Items listed in a dataset
PR #2152, opened 2026-05-28
perf: optimize tokenizer hot paths and cache heal pipeline

HUQIANTAO:
## Summary

Five independent optimizations that reduce CPU and allocation pressure in the main agent loop:

### 1. `byteLevelEncode`: O(n²) → O(n) string building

Action item
Transcribe the entries above exactly.

Solved problem
PR #2152, opened 2026-05-28
perf: optimize tokenizer hot paths and cache heal pipeline

HUQIANTAO:
## Summary

Five independent optimizations that reduce CPU and allocation pressure in the main agent loop:

### 1. `byteLevelEncode`: O(n²) → O(n) string building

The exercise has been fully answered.